Là où le scoring fonctionne vraiment, c'est sur la disqualification. Les projets à 2 ou 3, ceux où le sponsor n'a même pas pris la peine de remplir le brief, où il n'y a pas d'objectif chiffré, pas de périmètre clair. Ceux-là, le scoring les élimine. Très bien. Mais ça ne représente jamais plus de 10 ou 15% du backlog. Sur les 85% restants, tu es toujours coincé.
Il y a un cas où le scoring peut aussi fonctionner pour qualifier : quand il est adossé à un vrai tracking des gains. Au moment du cadrage, tu ne te contentes pas de cocher "ROI élevé" dans une grille — tu définis des natures de gains précises (financier, NPS, réduction de charge, conformité), avec une valeur cible, une date de mesure, et un responsable qui ira vérifier. Et à trois mois, six mois après la livraison, on revient mesurer si ce qui a été promis est au rendez-vous. C'est ce qu'on voit se mettre en place chez plusieurs de nos clients.
Ça change tout. Parce que quand un sponsor sait qu'on viendra traquer les gains qu'il a annoncés, il ne surscote plus son projet par réflexe. Le score devient engageant — pas décoratif. Et surtout, ça crée une boucle d'apprentissage : tu compares ce qui a été promis avec ce qui a été réellement livré, et ça affine ta capacité à évaluer les projets futurs.
Mais soyons honnêtes : ce process-là, très peu d'organisations le font aujourd'hui.
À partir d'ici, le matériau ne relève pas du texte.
PR #11599, opened 2026-08-06
Complete TypeForm conformance

rchiodo:
## Summary

Merged #11412 safely enabled PEP 747 `TypeForm` support by default. This follow-up completes the remaining behavior required by the current typing specification on current `main`, without reusing the stale #11302 branch.

- Isolate TypeForm-context evaluation in an expected-type-keyed cache so it cannot overwrite ordinary runtime-expression results.
- Preserve contextual results for evaluator and language-service clients, including explicit `TypeForm(...)` calls.
- Treat bare `TypeForm` as `TypeForm[Any]` and retain TypeForm metadata through nested `Self` and experimental inline `TypedDict` expressions.
- Reject invalid root and nested special forms, empty `TypeForm[()]`, annotation-only qualifiers, `InitVar`, bare `ParamSpec`, and bare `TypeVarTuple` forms.
- Preserve valid nested `Callable`, `Concatenate`, unpack, forward-reference, and mixed-union behavior.
- Recognize subscripted runtime builtins such as `list[int]` as `types.GenericAlias` conservatively, without accepting typing special forms.

## String parsing and recursion safety

String literals are interpreted as quoted type expressions only when the active context specifically wants a TypeForm. Ordinary string-list evaluation remains unchanged. In particular, NamedTuple field-name strings are not speculatively evaluated as types, preserving the existing `Call5` regression for the recursion/cycle reported against #11302.

## Conformance

Using the current upstream `python/typing` `conformance/tests/typeforms_typeform.py` with the locally built CLI configured for Python 3.12 produces exactly 18 errors and no other diagnostics at:

`23, 24, 59, 67, 68, 69, 70, 71, 72, 73, 74, 75, 86, 86, 88, 88, 98, 108`

The current-main baseline produced an unwanted diagnostic at line 49 and missed required diagnostics at lines 70-72 and 74.

## Validation

- All eight type evaluator suites: 1,184 tests passed
- Focused TypeForm, NamedTuple `Call5`, Sentinel, TypeVarTuple, and inline TypedDict regressions
- `packages/pyright-internal`: `npm run build`
- `npm run check:eslint`
- `npm run check:prettier`
- `npm run build:cli:dev`
- Exact upstream conformance diagnostic-multiset check with `--pythonversion 3.12`

### DIFF
--- a/packages/pyright-internal/src/analyzer/typeEvaluator.ts
+++ b/packages/pyright-internal/src/analyzer/typeEvaluator.ts
@@ -760,7 +760,7 @@ export function createTypeEvaluator(
             ?.find((entry) => entryMatchesExpectedType(entry, expectedType));
     }
 
-    function readTypeCacheEntryForNode(node: ParseNode) {
+    function readContextualTypeCacheEntryForNode(node: ParseNode) {
         const expectedType = expectedTypeCache.get(node.id)?.type;
         if (expectedType && expectedTypeWantsTypeForm(expectedType)) {
             return (
@@ -770,7 +770,7 @@ export function createTypeEvaluator(
             );
         }
 
-        return readTypeFormTypeCacheEntry(node, /* expectedType */ undefined) ?? readTypeCacheEntry(node);
+        return readTypeCacheEntry(node) ?? readTypeFormTypeCacheEntry(node, /* expectedType */ undefined);
     }
 
     // Bumps the incomplete generation count using the same rules for both the
@@ -994,7 +994,7 @@ export function createTypeEvaluator(
     function getType(node: ExpressionNode): Type | undefined {
         initializePrefetchedTypes(node);
 
-        let type = evaluateTypeForSubnode(node, () => {
+        let type = evaluateContextualTypeForSubnode(node, () => {
             evaluateTypesForExpressionInContext(node);
         })?.type;
 
@@ -1046,13 +1046,13 @@ export function createTypeEvaluator(
     }
 
     function getTypeResult(node: ExpressionNode): TypeResult | undefined {
-        return evaluateTypeForSubnode(node, () => {
+        return evaluateContextualTypeForSubnode(node, () => {
             evaluateTypesForExpressionInContext(node);
         });
     }
 
     function getTypeResultForDecorator(node: DecoratorNode): TypeResult | undefined {
-        return evaluateTypeForSubnode(node, () => {
+        return evaluateContextualTypeForSubnode(node, () => {
             evaluateTypesForExpressionInContext(node.d.expr);
         });
     }
@@ -1061,7 +1061,7 @@ export function createTypeEvaluator(
     function getCachedType(node: ExpressionNode | DecoratorNode): Type | undefined {
         // Prefer the ordinary runtime type when both caches contain an entry for this node.
         // Fall back to the contextual cache so TypeForm-only evaluations remain discoverable.
-        const cacheEntry = readTypeCacheEntry(node) ?? readTypeCacheEntryForNode(node);
+        const cacheEntry = readTypeCacheEntry(node) ?? readContextualTypeCacheEntryForNode(node);
         if (!cacheEntry || cacheEntry.typeResult.isIncomplete) {
             return undefined;
         }
@@ -21474,9 +21474,21 @@ export function createTypeEvaluator(
     // within that tree. If the type cannot be determined (because it's part
     // of a cyclical dependency), the function returns undefined.
     function evaluateTypeForSubnode(subnode: ParseNode, callback: () => void): TypeResult | undefined {
+        return evaluateTypeForSubnodeWithCache(subnode, callback, readTypeCacheEntry);
+    }
+
+    function evaluateContextualTypeForSubnode(subnode: ParseNode, callback: () => void): TypeResult | undefined {
+        return evaluateTypeForSubnodeWithCache(subnode, callback, readContextualTypeCacheEntryForNode);
+    }
+
+    function evaluateTypeForSubnodeWithCache(
+        subnode: ParseNode,
+        callback: () => void,
+        readCacheEntry: (node: ParseNode) => TypeCacheEntry | undefined
+    ): TypeResult | undefined {
         // If the type cache is already populated with a complete type,
         // don't bother doing additional work.
-        let cacheEntry = readTypeCacheEntryForNode(subnode);
+        let cacheEntry = readCacheEntry(subnode);
         if (cacheEntry && !cacheEntry.typeResult.isIncomplete) {
             const typeResult = cacheEntry.typeResult;
 
@@ -21494,7 +21506,7 @@ export function createTypeEvaluator(
         }
 
         callback();
-        cacheEntry = readTypeCacheEntryForNode(subnode);
+        cacheEntry = readCacheEntry(subnode);
         if (cacheEntry) {
             return cacheEntry.typeResult;
         }
--- a/packages/pyright-internal/src/analyzer/typeEvaluator.ts
+++ b/packages/pyright-internal/src/analyzer/typeEvaluator.ts
@@ -745,14 +745,17 @@ export function createTypeEvaluator(
         return typeFormTypeCache;
     }
 
+    // Determines whether a TypeForm cache entry corresponds to the given expected type.
+    // This is the single source of truth for TypeForm-entry identity; both the lookup
+    // and eviction paths derive from it so they cannot drift.
+    function entryMatchesExpectedType(entry: TypeFormTypeCacheEntry, expectedType: Type | undefined) {
+        return expectedType ? !!entry.expectedType && isTypeSame(expectedType, entry.expectedType) : !entry.expectedType;
+    }
+
     function readTypeFormTypeCacheEntry(node: ParseNode, expectedType: Type | undefined) {
         return getTypeFormTypeCache(node)
             .get(node.id)
-            ?.find((entry) =>
-                expectedType
-                    ? !!entry.expectedType && isTypeSame(expectedType, entry.expectedType)
-                    : !entry.expectedType
-            );
+            ?.find((entry) => entryMatchesExpectedType(entry, expectedType));
     }
 
     function readTypeCacheEntryForNode(node: ParseNode) {
@@ -836,11 +839,7 @@ export function createTypeEvaluator(
             const expectedType = inferenceContext?.expectedType;
             const typeFormCache = getTypeFormTypeCache(node);
             let cacheEntries = typeFormCache.get(node.id) ?? [];
-            const oldEntry = cacheEntries.find((entry) =>
-                expectedType
-                    ? !!entry.expectedType && isTypeSame(expectedType, entry.expectedType)
-                    : !entry.expectedType
-            );
+            const oldEntry = cacheEntries.find((entry) => entryMatchesExpectedType(entry, expectedType));
 
             updateIncompleteGenerationCount(typeResult, oldEntry?.typeResult);
 
@@ -848,11 +847,7 @@ export function createTypeEvaluator(
                 return;
             }
 
-            cacheEntries = cacheEntries.filter((entry) =>
-                expectedType
-                    ? !entry.expectedType || !isTypeSame(expectedType, entry.expectedType)
-                    : !!entry.expectedType
-            );
+            cacheEntries = cacheEntries.filter((entry) => !entryMatchesExpectedType(entry, expectedType));
             cacheEntries.push({ typeResult, flags, incompleteGenCount, expectedType });
 
             const maxCacheEntriesPerNode = 8;
--- a/packages/pyright-internal/src/analyzer/typeEvaluator.ts
+++ b/packages/pyright-internal/src/analyzer/typeEvaluator.ts
@@ -1057,11 +1057,9 @@ export function createTypeEvaluator(
 
     // Reads the type of the node from the cache.
     function getCachedType(node: ExpressionNode | DecoratorNode): Type | undefined {
-        // Use readTypeCacheEntryForNode so TypeForm-cached entries are found, but
-        // preserve the incomplete-result safeguard from readTypeCache (don't expose
-        // partially-evaluated types). The evaluator-flag verification isn't applied
-        // here because TypeForm entries are cached with different flags than EvalFlags.None.
-        const cacheEntry = readTypeCacheEntryForNode(node);
+        // Prefer the ordinary runtime type when both caches contain an entry for this node.
+        // Fall back to the contextual cache so TypeForm-only evaluations remain discoverable.
+        const cacheEntry = readTypeCacheEntry(node) ?? readTypeCacheEntryForNode(node);
         if (!cacheEntry || cacheEntry.typeResult.isIncomplete) {
             return undefined;
         }
--- a/packages/pyright-internal/src/analyzer/typeEvaluator.ts
+++ b/packages/pyright-internal/src/analyzer/typeEvaluator.ts
@@ -760,6 +760,9 @@ export function createTypeEvaluator(
             ?.find((entry) => entryMatchesExpectedType(entry, expectedType));
     }
 
+    // Contextual reads consult expectedTypeCache and prefer a matching TypeForm result.
+    // Runtime-only consumers must use readTypeCacheEntry so this precedence is not
+    // accidentally applied where an ordinary runtime type is required.
     function readContextualTypeCacheEntryForNode(node: ParseNode) {
         const expectedType = expectedTypeCache.get(node.id)?.type;
         if (expectedType && expectedTypeWantsTypeForm(expectedType)) {
@@ -21731,7 +21734,7 @@ export function createTypeEvaluator(
                 }
 
                 case 'TypeAlias': {
-                    if ((flags & (EvalFlags.TypeFormArg | EvalFlags.NoConvertSpecialForm)) !== 0) {
+                    if ((flags & EvalFlags.TypeFormArg) !== 0) {
                         addDiagnostic(
                             DiagnosticRule.reportInvalidTypeForm,
                             LocMessage.typeAnnotationVariable(),
--- a/packages/pyright-internal/src/analyzer/typeEvaluator.ts
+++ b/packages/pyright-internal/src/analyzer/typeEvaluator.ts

Il demande de la discipline, un suivi post-projet que personne ne fait naturellement, et une culture où on accepte de regarder si les gains promis se sont matérialisés — même quand la réponse est non. Donc dans la majorité des cas, le scoring reste un exercice d'entrée qui classe 35 projets entre 7 et 9, et le COMEX repart sans avoir tranché.
Un DG ne veut pas un classement. Il veut comprendre les conséquences de ses choix.
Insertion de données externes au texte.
PR #11601, opened 2026-08-07
Apply overload materialization to nested Any

rchiodo:
## Summary

- apply overload Step 5 when `Any` or `Unknown` appears in an invariant nominal type argument
- keep all compatible overloads until materialization filtering determines which later overloads can be eliminated
- propagate ambiguous inferred `__init__` self types while preserving explicitly specialized constructor results
- add the `overloads_evaluation.py` conformance regression and realistic primer-derived coverage

## Why

Overload matching previously marked only a top-level `Any` or `Unknown` argument as non-definitive. An argument such as `list[Any]` was therefore treated as a definitive match for the first compatible overload, so overloads for `list[int]` and `list[str]` incorrectly selected `list[int]`.

The overload specification requires materialization filtering in this case. The updated logic detects nested gradual forms in invariant nominal positions, evaluates whether a candidate accepts every supported materialization, and eliminates only subsequent overloads. If multiple candidates with non-equivalent results remain, nested `Any` produces `Any` and nested `Unknown` produces `Unknown`.

## Precision boundaries

The proof is intentionally limited to nominal generic relationships, including covariant base adaptation through the MRO. Unsupported proofs involving structural protocols, callable signatures, unions, contravariant generic arguments, or TypeVar-dependent relationships retain the existing overload-selection behavior rather than making an unsound elimination.

Normal assignability cannot answer the Step 5 question because it checks one gradual source type and accepts `Any` or `Unknown` without proving that every materialization is covered. The dedicated traversal is therefore conservative and tri-state: `true` means all materializations are covered, `false` identifies a counterexample, and an unproven shape preserves legacy overload ordering.

For overloaded constructors, the effective specialized `self` types participate in ambiguity handling. Explicit class specialization remains authoritative and is not degraded to `Any` or `Unknown`.

Filtering intentionally keeps `overloadsUsedForCall` aligned with the retained candidates for both the existing top-level gradual path and the new nested-materialization path. Deprecation diagnostics therefore report only overloads that remain possible; an exact diagnostic-range assertion pins this behavior.

The broadened test matrix covers primer-derived `Series`/`Index` operators, Prefect-style callable receivers, Home Assistant optional overloads, scipy shape-specialized concatenation, `re.Pattern[Any | Unknown]`, inferred and explicit constructors, multi-argument filtering, and mixed keyword/default calls. It also pins unchanged behavior for covariance, top-level gradual arguments, equivalent returns, concrete/unambiguous calls, defaults and literal context, bounded/constrained TypeVars, unsupported proof shapes, contravariance, deprecation, and invalid calls. Concrete downstream operations and expected errors guard against accidental diagnostic suppression.

## Conformance case

For:

```python
@overload
def overloaded(value: list[int]) -> list[int]: ...

@overload
def overloaded(value: list[str]) -> list[str]: ...

def check(value: list[Any]) -> None:
    reveal_type(overloaded(value), expected_text="Any")
```

both invariant overloads remain possible, so the result is now `Any` rather than `list[int]`.

## Tests

- `npx jest typeEvaluator6.test --runInBand --forceExit` (150 tests; all overload and constructor evaluator tests)
- focused solver, TypedDict, and deprecation Jest selection (116 tests)
- `npm run typecheck`
- `npm run check:syncpack`
- `npm run check:eslint`
- `npm run check:prettier`
- `git diff --check`


StellaHuang95:

packages/pyright-internal/src/analyzer/typeEvaluator.ts
```diff
@@ -9622,22 +9630,58 @@ export function createTypeEvaluator(
...
                 possibleMatchResults = filterOverloadMatchesForUnpackedArgs(possibleMatchResults);
                 possibleMatchResults = filterOverloadMatchesForAnyArgs(possibleMatchResults);
+                overloadsUsedForCall.splice(
+                    overloadsUsedStartIndex,
+                    overloadsUsedForCall.length - overloadsUsedStartIndex,
+                    ...possibleMatchResults.map((result) => result.overload)
+                );
 
                 // Did the filtering produce a single result? If so, we're done.
                 if (possibleMatchResults.length === 1) {
```
StellaHuang95, line 9644: > **Warning** · Non-blocking recommendation

Please add a location/range assertion for the deprecated-overload diagnostics. The new `overloadsUsedForCall` filtering affects which overloads feed deprecation reporting, but the sample currently asserts only an aggregate deprecation count; a false positive in one deprecated group could mask a missing diagnostic in the other.

StellaHuang95 (approved):
Approved via Review Center.

packages/pyright-internal/src/analyzer/typeEvaluator.ts
rchiodo: Fixed — added an exact range assertion for the deprecated-overload diagnostic, confirming it is emitted on the intended `overload5_deprecated_union` call rather than merely asserting the aggregate count.

packages/pyright-internal/src/analyzer/typeEvaluator.ts
```diff
@@ -9743,38 +9802,405 @@ export function createTypeEvaluator(
         return unpackedArgsOverloads;
     }
 
+    function getAnyOrUnknownInInvariantPosition(type: Type, recursionCount = 0): AnyType | UnknownType | undefined {
+        if (recursionCount > maxTypeRecursionCount) {
+            return undefined;
+        }
+        recursionCount++;
+
```
StellaHuang95, line 9821: > **Warning** · Non-blocking recommendation

The materialization helpers duplicate variance, MRO-specialization, and tuple-matching logic already embodied in the normal assignability machinery. Please document why that machinery cannot be reused, or extract a shared traversal primitive, so later changes do not silently make overload elimination unsound.

[verified]

packages/pyright-internal/src/analyzer/typeEvaluator.ts
```diff
@@ -9743,38 +9802,405 @@ export function createTypeEvaluator(
...
+        destType: Type,
+        srcType: Type,
+        recursionCount = 0
+    ): MaterializationCoverage {
+        if (recursionCount > maxTypeRecursionCount) {
+            return undefined;
+        }
+        recursionCount++;
+
+        if (!containsAnyOrUnknown(srcType, /* recurse */ true)) {
```
StellaHuang95, line 9925: > **Info** · Optional note

The `isTypeVar(destType)` check inside the `isAnyOrUnknown(srcType)` branch is unreachable because TypeVars return `undefined` in the preceding guard. Please remove it, or make the intended distinct case reachable and cover it with a test.

[verified]

StellaHuang95 (approved):
Approved via Review Center.

packages/pyright-internal/src/analyzer/typeEvaluator.ts
```diff
@@ -9622,22 +9630,58 @@ export function createTypeEvaluator(
             if (!isDefinitiveMatchFound && possibleMatchResults.length > 0) {
                 possibleMatchResults = filterOverloadMatchesForUnpackedArgs(possibleMatchResults);
                 possibleMatchResults = filterOverloadMatchesForAnyArgs(possibleMatchResults);
+                overloadsUsedForCall.splice(
```
StellaHuang95, line 9637: > **Warning** · Non-blocking recommendation

Filtering `overloadsUsedForCall` also changes deprecation reporting for the existing top-level-`Any` ambiguity path, not only the new nested-materialization case. Please confirm this narrowing is intentional and document it in the PR description.

packages/pyright-internal/src/analyzer/typeEvaluator.ts
StellaHuang95, line 9925: > **Warning** · Non-blocking recommendation

These materialization walkers duplicate variance, MRO, and tuple logic that normally lives in assignability machinery. Please document the conservatism invariant—return `undefined` whenever coverage cannot be proven, and return `true` only when every materialization is covered—and why normal `assignType` cannot answer this question.

packages/pyright-internal/src/analyzer/typeEvaluator.ts
```diff
@@ -9622,22 +9630,58 @@ export function createTypeEvaluator(
...
+                            const argParamPairs = getOverloadArgParamPairs(match);
+                            return index < argParamPairs.length ? argParamPairs[index].paramType : UnknownType.create();
+                        });
+
+                        if (!areTypesSame(paramTypes, { treatAnySameAsUnknown: true })) {
+                            if (isAnyOrUnknown(pair.argType)) {
+                                ambiguousMatchIncludesTopLevelAnyOrUnknown = true;
+                            } else {
+                                const anyOrUnknown = getAnyOrUnknownInInvariantPosition(pair.argType);
+                                if (anyOrUnknown && isAny(anyOrUnknown)) {
```
StellaHuang95, line 9664: > **Warning** · Non-blocking recommendation

`getOverloadArgParamPairs` is compared by index across candidates, so its caller-order invariant is load-bearing for keyword and default-argument calls. Please document that invariant and add a mixed keyword/default regression case.

packages/pyright-internal/src/tests/typeEvaluator6.test.ts
```diff
@@ -67,7 +67,11 @@ test('OverloadCall5', () => {
 
 test('OverloadCall6', () => {
     const analysisResults = TestUtils.typeAnalyzeSampleFiles(['overloadCall6.py']);
-    TestUtils.validateResults(analysisResults, 2);
+    TestUtils.validateResults(analysisResults, 2, 0, undefined, undefined, undefined, 1);
```
StellaHuang95, line 70: > **Warning** · Non-blocking recommendation

The aggregate deprecation count can mask a warning moved from `func6_deprecated_union` to `func6_deprecated` (or vice versa). Since this change alters the overload set used for deprecation reporting, split these scenarios into independently counted samples or assert each diagnostic location.

StellaHuang95 (approved):
Approved via Review Center.

packages/pyright-internal/src/analyzer/typeEvaluator.ts
StellaHuang95, line 9821: > **Warning** · Non-blocking recommendation

Please document the tri-state materialization invariant here: `true` must mean every materialization is proven covered, while `undefined` must conservatively fall back to legacy overload selection. This is load-bearing for sound overload elimination and explains why ordinary `assignType` checks are insufficient.

packages/pyright-internal/src/analyzer/typeEvaluator.ts
```diff
@@ -9684,7 +9735,12 @@ export function createTypeEvaluator(
...
 
-                    returnTypes.push(returnType);
+                    if (isInitSelfMaterializationAmbiguity) {
+                        specializedInitSelfTypes.push(returnType);
+                        returnTypes.push(possibleMatchResults[0].returnType);
+                    } else {
+                        returnTypes.push(returnType);
+                    }
                 }
             }
```
StellaHuang95, line 9754: > **Warning** · Non-blocking recommendation

The constructor ambiguity result is intentionally carried through `specializedInitSelfTypes` while `returnTypes` receives the first overload's result, then reconstructed in `constructors.ts`. Please document this cross-module placeholder-return contract and add coverage for union expansion combined with an ambiguous overloaded `__init__`.

packages/pyright-internal/src/analyzer/typeEvaluator.ts
```diff
@@ -9743,38 +9802,405 @@ export function createTypeEvaluator(
...
+            });
+            return result;
+        }
+
+        if (!isClass(type)) {
+            return undefined;
+        }
+
+        // Tuple entries are covariant, but they can contain an invariant type.
+        if (type.priv.tupleTypeArgs) {
```
StellaHuang95, line 9841: > **Warning** · Non-blocking recommendation

`getOverloadArgParamPairs` is compared by array index across overloads. The current caller-order construction makes that valid, but this is a load-bearing invariant. Please document it and add a mixed keyword/default-argument regression so future changes cannot silently misalign same-length overload signatures.

StellaHuang95 (approved):
Approved via Review Center.

packages/pyright-internal/src/analyzer/typeEvaluator.ts
rchiodo: Added comments explaining why `assignType` cannot expose invariant gradual dependence and documenting the conservative tri-state proof contract. This keeps unsupported shapes on the legacy path rather than treating incomplete coverage as proven.

packages/pyright-internal/src/analyzer/typeEvaluator.ts
rchiodo: Removed the unreachable TypeVar check. TypeVar destinations already return the unproven state in the preceding guard, and the existing TypeVar controls continue to pass.

packages/pyright-internal/src/analyzer/typeEvaluator.ts
rchiodo: Confirmed this narrowing is intentional: bookkeeping now mirrors candidates retained after both top-level gradual and nested-materialization filtering, so deprecations come only from still-possible overloads. I documented this in code and the PR description, and the exact diagnostic-range assertion pins the behavior.

packages/pyright-internal/src/analyzer/typeEvaluator.ts
rchiodo: Documented why normal assignability cannot prove universal materialization coverage and made the tri-state conservatism invariant explicit. `undefined` remains the result whenever the nominal/tuple traversal cannot prove coverage.

packages/pyright-internal/src/analyzer/typeEvaluator.ts
rchiodo: Documented the shared caller-order invariant for `argResults` and `argParams`. I also added a mixed keyword/default regression with reordered keyword-only declarations, an omitted default, and an explicitly supplied default.

packages/pyright-internal/src/tests/typeEvaluator6.test.ts
rchiodo: Addressed by pinning the single deprecated diagnostic to the exact `func6_deprecated_union` call range, while both deprecated scenarios now assert their result types. This prevents the aggregate count from passing if the warning moves between calls.

packages/pyright-internal/src/analyzer/typeEvaluator.ts
rchiodo: The shared tri-state contract is now documented immediately above `MaterializationCoverage`: `true` proves universal coverage, `false` identifies a counterexample, and `undefined` preserves legacy selection. The detector comment also explains why `assignType` cannot expose invariant gradual dependence.

packages/pyright-internal/src/analyzer/typeEvaluator.ts
rchiodo: Added both sides of the cross-module contract in `typeEvaluator.ts` and `constructors.ts`. The new constructor test combines union expansion with ambiguous `list[Any]` and `list[Unknown]` overloads and pins the results to `Any` and `Unknown`.

packages/pyright-internal/src/analyzer/typeEvaluator.ts
rchiodo: This invariant is now documented directly above `getOverloadArgParamPairs`. The new `keyword_default_case` regression uses reordered keyword-only declarations and covers both an omitted default and an explicitly supplied default.

StellaHuang95 (approved):
Approved via Review Center.

packages/pyright-internal/src/analyzer/typeEvaluator.ts
```diff
@@ -9684,7 +9739,17 @@ export function createTypeEvaluator(
                         }
                     }
 
-                    returnTypes.push(returnType);
+                    if (isInitSelfMaterializationAmbiguity) {
+                        // Overloaded __init__ methods normally return None. Preserve that
+                        // ordinary return as a placeholder while union-expanded calls are
```
StellaHuang95, line 9744: > **Warning** · Non-blocking recommendation

When at least one union-expanded constructor branch is materialization-ambiguous, this accumulated list takes precedence over `finalCallResult.specializedInitSelfType`. A later definitive branch's specialized self type is therefore omitted from the aggregate. Please add a regression covering mixed ambiguous and definitive constructor branches, and preserve all branch self types if their combined result is intended to be observable.

StellaHuang95 (approved):
Approved via Review Center.

packages/pyright-internal/src/analyzer/typeEvaluator.ts
rchiodo: Addressed in follow-up PR #11621. It preserves every union-expanded overloaded `__init__` branch's specialized self type and adds coverage for mixed ambiguous/definitive branches, definitive-only branches, all-ambiguous branches, explicit specialization, and the `None` placeholder return.

Dr-Irv:
Given the number of reports of the effects of this change at https://github.com/microsoft/pyright/pull/11601#issuecomment-5245725566 (which seems to be missing tests on `pandas-stubs` that used to be there??), I am surprised that this was approved and merged.  @rchiodo can you explain?

rchiodo:
> Given the number of reports of the effects of this change at [#11601 (comment)](https://github.com/microsoft/pyright/pull/11601#issuecomment-5245725566) (which seems to be missing tests on `pandas-stubs` that used to be there??), I am surprised that this was approved and merged. Rich Chiodo (@rchiodo) can you explain?

Simple. There's no test that prevents the PR from merging. I set it to auto merge. When I fix this regression, I'll add a test to prevent it in the future and see why there's no panda-stubs testing.

rchiodo:
The pandas-stubs output was there in the mypy_primer differences, it was just cut off because there were so many

rchiodo:
So yes it's still being tested.

Dr-Irv:
> So yes it's still being tested.

May I suggest that if that many errors are reported, a new version of `pyright` is not released?  We've had to pin `pyright` to 1.1.411 in `pandas-stubs` due to this regression.

At least in the past, @erictraut used to let us know when there was a change that was made that would affect `pandas-stubs`, and then we could address it (and discuss whether what we were doing was considered correct).  But in this case, it seems the change was incorrect and hopefully #11732 and other PRs will address that.

Note that we are testing `pandas-stubs` with `mypy`, `pyright`, `ty` and `pyrefly` so new errors reported on `pandas-stubs` via the `mypy_primer` test in `pyright` should be considered to most likely be a bug introduced by the PR that includes the change.

Thanks for your consideration and support.

rchiodo:
> Note that we are testing pandas-stubs with mypy, pyright, ty and pyrefly so new errors reported on pandas-stubs via the mypy_primer test in pyright should be considered to most likely be a bug introduced by the PR that includes the change.

This would be nice, but it's not always obvious if the mypy_primer differences are expected or not. I'm working on something that will hopefully make this more obvious to the reviewer. 

At least in the future, we won't ignore mypy_primer differences (minus sympy, which seems to change on every run)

Ce qu'il demande, même s'il ne le formule pas toujours comme ça, c'est : "Si on lance le programme IA maintenant, qu'est-ce qui se passe pour le programme ERP ? Si on décale la refonte du site au Q3, est-ce qu'on récupère assez de bande passante pour faire passer le projet réglementaire en Q2 ? Si on fait les trois, qui passe à 160% et pendant combien de temps ?"
Ce ne sont pas des questions de score. Ce sont des questions de scénario. Des questions de compromis. Des questions de séquencement.
Un scoring te donne une liste triée. Un scénario te donne une conversation. Et c'est la conversation qui produit la décision — pas la liste.
Le COMEX qui fonctionne bien n'est pas celui qui valide un top 10 figé. C'est celui qui regarde trois scénarios côte à côte et qui dit : "On part sur le scénario B, mais on surveille le livrable ERP du Q2 — s'il glisse, on bascule sur le scénario C." C'est un acte de pilotage. Pas un tampon sur un tableau Excel.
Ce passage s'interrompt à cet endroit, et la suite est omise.